Originally published in The Jewish Book Review, 26th September 1990.
Holy living: Saints and Saintliness in Judaism by Louis Jacobs (hardcover, 176 pages, $20) sounds like a strange title for a Jewish book, considering the fact that we don’t formally canonize our holiest sages. However, it is worth remembering that our Christian brethren borrowed most of the practices of their own faith from our people and we gave them good examples to create their own hagiography.

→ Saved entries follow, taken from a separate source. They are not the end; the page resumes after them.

Issue #16, opened 2020-06-14
3d: remove --module_name


tahina-pro:
Suggested by @nikswamy at https://github.com/project-everest/everparse/pull/15#discussion_r436972475

PR #45, opened 2021-02-11
Generate a Makefile for 3d parallel processing

tahina-pro:
## Motivation

So far `3d --batch` has been marred with slow execution time due to processing everything sequentially. To avoid that, this PR offers the user the option to produce a Makefile instead, so that the following process:

1. The user invokes `3d --makefile gmake --makefile_name MyMakefile Source1.3d Source2.3d`
2. The user invokes `make -j -f MyMakefile`

should be equivalent to `3d --batch Source1.3d Source2.3d` but with parallelism.

## New `3d` options

This new feature relies on new 3d options that I just added as part of this PR:

* `--makefile gmake`: generate a GNU Makefile. If this option is set, then nothing else than that Makefile is generated (not even the .fst, Wrapper.c, etc. files). The command generated for each Makefile rule uses `$(EVERPARSE_CMD)` as a placeholder for the `3d`/`everparse.cmd`/`everparse.sh` invocation, and `$(EVERPARSE_OUTPUT_DIR)` for the output directory.
* `--makefile_name MyMakefile` : set the full path and name of such generated Makefile to MyMakefile. Default is `EverParse.Makefile` in the output directory specified by `--odir`
* `--__micro_step verify` : proceed to the verification of a `.fst` or `.fsti` file, producing a `.checked`  file. The options passed to F* are the same as those that would have been passed with `3d --batch`; this allows us to avoid duplicating them in the code of 3d or in the produced Makefile. Then, 3d expects a list of `.fst` or `.fsti` files as arguments instead of `.3d` files.
* `--__micro_step extract` : proceed to the extraction of a `.fst`  file, producing a `.krml`  file, similarly.
* `--__produce_c_from_existing_krml`: proceed to the extraction of the `.c` and `.h` files. Then, 3d expects a list of `.3d` files and will perform ~one single call to KReMLin~ one call to KReMLin per such .3d file. Basically, this option performs everything starting from the krml invocation, including calls to clang-format and copyright headers.
* `--__skip_deps` : assume that the .3d files provided as arguments to `3d` are all given in the right dependency order, thus skipping any dependency analysis. This is ignored if `--makefile` is provided, because in that case I need to compute a dependency graph anyway.

## Code changes

In terms of code changes, this pull request does all of the following:
* A new module, `GenMakefile`, to generate the Makefiles.
* Slight refactor of batch operations: I isolated each operation needed for the `--__micro_step` options above
* `--print_in_place` is now always performed, independently of `--batch`
* Slight refactor of `Dep`: I expose some operations on the dependency graph
* Deep refactor of `Options` : 
  - I now classify 3d options into categories
  - for each option, say `--foo`, I automatically create its opposite option, `--no_foo`, to untoggle a boolean option, reset a string option or empty a list option.
  - I clarify the dependencies between options, in the sense that some options imply others (for instance, if the user sets `--clang_format_executable` , then `--clang_format` and `--batch`  are automatically set.)
  - all options starting with `__` are hidden from the `--help` message
  - the `--help` message now prints the status of options as a normalized sequence of options, so that calling 3d with this sequence should have the same behavior.
* Add the options described above.
* Changed the behavior of the src/3d/tests/modules test to generate a Makefile and use it instead of `--batch`

## Next steps

It now remains to:

* [x] Replace the directory names of the source files with a variable, say `EVERPARSE_SOURCE_DIR`.
* ~Maybe find a way to output the options given to `3d --gnu_makefile` into the Makefile, to ensure that all calls to F* are consistent with those 3d options given by the user. (Basically, this is one of the main reasons why I refactored `Options`: to be able to print such list of options.)~ Won't do; the generated Makefile has rules call EverParse through the EVERPARSE_CMD variable, which I claim is enough for the user to specify their own options. With that variable, EverParse options can be enforced to be the same as those used to generate the Makefile itself, see https://github.com/project-everest/everparse/blob/6590036282868aa915f0dbcee293ccf002db7eb2/src/3d/tests/modules/Makefile
* [x] change the structure of the `--gnu_makefile` option, becoming `--makefile gmake|nmake`
* [x] Add a backend to produce NMakefiles
* ~Maybe add a backend to produce Ninja files~ Postponed, cf. #48 
* [x] Probably rename the unrelated `--skip_makefiles` option to something like `--skip_c_makefiles` (this option controls whether 3d should remove the Makefiles produced by krml to _compile_ the generated .c files)
* [x] ~Maybe~ figure out how to replace the single KReMLin call with one invocation of KReMLin per `.3d` file (true separate compilation) ~(hard)~ (finally it was quite easy, thanks @msprotz !)
* [x] Figure out how to replace the single call to 3d to generate .fst/.fsti/*Wrapper files with one call to 3d per `.3d` file (true separate compilation.) ~I may need some help from @nikswamy  here.~ Thank you @aseemr !
* [x] Take `StaticAssertions.c` files into account when they exist. Currently, the produced Makefile produces them but ignores them.
* [x] Support non-existing `Wrapper.h` and `Wrapper.c` files (for modules with no `entrypoint`)
* [x] Add the copyright file to the dependencies of *.h and *.c files, if it exists


tahina-pro:
By the way, this PR, via 38538d9, would also solve #16.

tahina-pro:
Whenever 3d needs to run clang-format, it first copies a local .clang-format to the generated directory. Then, with the Makefile, such copy step is replicated for each generated .c/.h file, which introduces a race. As far as I know, there is no way to tell clang-format to use a style file different from .clang-format (cf. https://bugs.llvm.org/show_bug.cgi?id=20753). So, I need to:
* [ ] Introduce a micro-step to copy .clang-format and add a Makefile rule to run it

tahina-pro:
As of now, Makefiles generated by `--makefile gmake`  happen to also be compatible with NMAKE by virtue of not using anything like implicit variables or any features specific to GMake. Nevertheless, I introduced `--makefile nmake` to generate NMAKE-compatible Makefiles, as a future-proof option, although it currently does the exact same thing as `--makefile gmake`.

Rabbi Jacobs, a noted theologian and scholar, cites some of the best role models Judaism offers of those who devoted their lives to God and served as worthy examples to their followers. Through their words, their teachings, and their practices of those words and e teachings, the traditions of our faith were carried on through the diaspora to the present day. This book, which spans the past five or six centuries, explains how Judaism was expanded upon.
Through the words of others, the author notes the virtues needed to achieve the Jewish equivalent of sainthood, among which are trust in God, humility, repentance, self-scrutiny, abstinence of all that is not pure, and, above all, love of God. Needless to say, these are the same prerequisites for sainthood in the Christian faiths, but, unlike their canonization process, we don’t insist on miracles being performed in order for our holy personages to attain the equivalent of sainthood. Our history is already replete with miracles: the examples these holy sages set are sufficient grounds for us to raise them to their lofty plateau in our own informal way.